FR :
Dans le cadre d’un modèle formel de la structure et de l’évolution d’un réseau sociocognitif complexe d’acteurs individuels, cet article analyse les conditions d’émergence, de stabilisation et de disparition de collectifs, i.e. de groupes organisés et stables d’acteurs individuels, qui se comportent comme autant de sujets dotés d’intentionnalité – de sujets pluriels.
Le socle cognitif de chacun de ces derniers étant formé de représentations partagées par l’ensemble de ses membres, l’émergence de tels collectifs implique l’apparition de telles représentations. Cette apparition représente un premier phénomène créatif, immédiatement collectif, lié à la dimension extensive de l’apprentissage individuel lors de la communication sociale. La stabilisation progressive de tels collectifs résulte alors de la dimension intensive de cet apprentissage, réalisée simultanément à sa dimension extensive, et qui débouche sur l’apparition de routines cognitives. Ces dernières s’effacent parfois du niveau conscient des sujets individuels, et ainsi parfaitement ancrées, elles deviennent invisibles pour les collectifs de pensée concernés, qui se trouvent de ce fait pleinement stabilisés.
Chaque état du réseau contient une constellation de tels collectifs de tailles et de vocations diverses, mais dont certains poursuivent un même objectif. Ils entrent alors en concurrence du fait d’être centrés sur un objet commun que chacun d’eux voudrait gérer seul après avoir éliminé l’(les) autre(s) collectif(s) concerné(s). L’analyse de cette dynamique concurrentielle détaille les conditions de la suprématie de l’un des collectifs concernés sur l’autre (ou sur les autres). C’est alors le paysage de l’ensemble des collectifs qui se trouve modifié au terme toujours provisoire d’une telle dynamique, et se manifeste ainsi une seconde forme de créativité, cette fois-ci au niveau du réseau global.
EN :
Relying on a formal model of the structure and evolution of a complex socio-cognitive network of individual actors, this article analyzes the conditions for the emergence, stabilization, and disappearance of collectives, meaning organized groups with stable individual actors, which behave like subjects with intentionality, like plural subjects.

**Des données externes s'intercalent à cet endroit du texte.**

PR #3423, opened 2022-09-05
feat(rust): switch to arch agnostic integers for secret length

SanjoDeundiak:


implementations/rust/ockam/ockam_core/src/vault/types.rs
```diff
@@ -208,14 +219,14 @@ impl SecretAttributes {
...
-    pub fn length(&self) -> usize {
+    pub fn length(&self) -> u32 {
         self.length
     }
 }
 
 impl SecretAttributes {
     /// Create a new secret attribute.
-    pub fn new(stype: SecretType, persistence: SecretPersistence, length: usize) -> Self {
+    pub fn new(stype: SecretType, persistence: SecretPersistence, length: u32) -> Self {
```
twittner, line 229:
```suggestion
    pub fn new<N: Into<u32>>(stype: SecretType, persistence: SecretPersistence, length: N) -> Self {
```

It may simplify the handling of integers to be more generic here. Most of the length constants are fairly small and could be declared as a `u8` which makes them compatible with all other unsigned integers, e.g. instead of 

```rust
pub const CURVE25519_SECRET_LENGTH_U32: u32 = 32;
pub const CURVE25519_SECRET_LENGTH_USIZE: usize = 32;
```

it would suffice to have only

```rust
pub const CURVE25519_SECRET_LENGTH: u8 = 32;
```

which can easily be converted to larger integers with an `.into()` and it could be passed directly to generic functions such as the suggested `SecretAttributes::new` from above.

twittner (dismissed):

implementations/rust/ockam/ockam_core/src/vault/types.rs
mrinalwadhwa: really like that suggestion, let's merge this PR after that change.

SanjoDeundiak: That makes sense, and I tried something similar, but that lead to many conversions that I wanted to avoid. So I decided to go with separate consts

SanjoDeundiak: I can make change to this function though, but that doesn't mean we can go with only 1 type for consts after that

SanjoDeundiak: Ok, I tried to use that approach, that lead to 3 different types of conversions that appeared all over the codebase. Also, it wasn't possible to convert `match` statements to use conversions, so they needed to be rewritten. At this point I regret spending my and @twittner (who was helping me) time on that. Not worth it atm

mrinalwadhwa (approved):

As the cognitive basis of each subject is formed by the shared representations of all the members, the emergence of such collectives implies the appearance of such shared representations. This appearance represents a first creative phenomenon, collective from the start and linked to an extensive dimension of individual learning during social communication. The progressive stabilization of such collectives results thus from the intensive dimension of this learning, realized simultaneously with the extensive dimension, leading to the appearance of cognitive routines. The latter may disappear from the conscious level of individual subjects, and, once perfectly rooted in the individual, they become invisible for the relevant thought collectives, which now attain full stabilization.
Each state of the network contains a constellation of such collectives of various sizes and vocations, some of which may pursue the same aim. They thus enter in competition as they are focused on a common object which each collective wishes to handle alone after eliminating another or the other collectives. The analysis of competitive dynamics specifies the conditions of the supremacy of one of the collectives over another or the other collectives. At the (provisional) end of a dynamic process, the landscape of all collectives has undergone a modification, leading to a second creative phenomenon, located this time on the global level of the network.